Ionospheric conditions on two adjacent nights in March 2019 were observed at the Jicamarca Radio Observatory using a combination of incoherent scatter, coherent scatter, and high‐frequency (HF) radio modes. The HF data came from a network of beacons consisting of three transmitters and six receivers operating at two frequencies and deployed regionally. The HF beacons employ pseudorandom noise coding and can be used to measure group delay (pseudorange) and Doppler shift, and the time derivative of optical path length. A method for inferring volumetric estimates of electron density regionally from the HF data is described. The radar and HF data are interpreted in light of a direct numerical simulation of the ionospheric interchange instability to elucidate why convective plumes and equatorial spread F conditions occurred on one night but not the other.

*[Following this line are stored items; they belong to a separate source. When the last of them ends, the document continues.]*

PR #105, opened 2023-06-06
Fixes for Model Publishing

ccjoel:
To test locally, ensure these env vars are set:

- CAUSEMOS_IND_URL=http://testmos:8012/api/maas
- CAUSEMOS_DEBUG=false

### DIFF
--- a/api/src/plugins/causemos.py
+++ b/api/src/plugins/causemos.py
@@ -9,58 +9,57 @@ from src.ontologies import get_ontologies
 from src.plugins import PluginInterface
 from validation import ModelSchema
 
+from src.settings import settings
+from src.models import model_versions
+
 
 class CausemosPlugin(PluginInterface):
     def publish(self, data, type):
+        if settings.DEBUG:
+            return
+
         if type == "model":
-
-            from src.settings import settings
-
-            from .models import model_versions
-
-            if settings.DEBUG:
-                return
-
-            notify_data = deepcopy(data)
-            notify_data = convert_to_causemos_format(notify_data)
+            notify_data = convert_to_causemos_format(data)
 
             # On the notification step only, we want to include any previous versions so that they can be deprecated
             previous_versions = model_versions(data["id"])["prev_versions"]
+
+            logger.info(f">>> previous_versions: {previous_versions}")
+
             notify_data["deprecatesIDs"] = previous_versions
 
+            logger.info(f">>> notify_data: {notify_data}")
+
             # Notify causemos of the new model
-            self.notify_causemos(data=notify_data, type="model")
+            self.notify_causemos(data=notify_data, entity_type="model")
 
             # Send CauseMos a default run
-            logger.info("Submitting defualt run to CauseMos")
+            logger.info("Submitting default run to CauseMos")
             self.submit_run(notify_data)
+
         if type == "indicator":
-            from src.settings import settings
-
-            if settings.DEBUG:
-                return
-
             # Notify causemos of the new indicator
             # logger.info("causemos indicator", json.dumps(data, indent=2))
-            self.notify_causemos(data=data, type="indicator")
+            self.notify_causemos(data=data, entity_type="indicator")
 
-    def notify_causemos(self, data, type="indicator"):
+
+    def notify_causemos(self, data, entity_type="indicator"):
         """
         A function to notify Causemos that a new indicator or model has been created.
 
-        If type is "indicator":
+        If entity_type is "indicator":
             POST https://causemos.uncharted.software/api/maas/indicators/post-process
             // Request body: indicator metadata
 
-        If type is "model":
+        If entity_type is "model":
             POST https://causemos.uncharted.software/api/maas/datacubes
             // Request body: model metadata
         """
         headers = {"accept": "application/json", "Content-Type": "application/json"}
 
-        if type == "indicator":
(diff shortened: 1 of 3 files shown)


api/src/plugins/causemos.py
```diff
@@ -9,58 +9,57 @@
...
+
 
 class CausemosPlugin(PluginInterface):
     def publish(self, data, type):
-        if type == "model":
-
-            from src.settings import settings
-
-            from .models import model_versions
+        if settings.DEBUG:
```
ccjoel, line 18: Moved this to here, as its repeated logic between datasets and models.

api/src/plugins/causemos.py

The numerical simulation accurately predicted whether convective plumes would develop on a given night, utilizing initial conditions and forcings derived from the incoherent scatter data. The HF data were consistent with the incoherent scatter observations and remained intelligible throughout the equatorial spread F event. Crests in the bottomside electron density associated with convective plumes at higher altitudes could be seen propagating through the region in the HF data. It should be possible to incorporate HF data in assimilative simulations of interchange instabilities in order to predict where and when individual convective plumes emerge.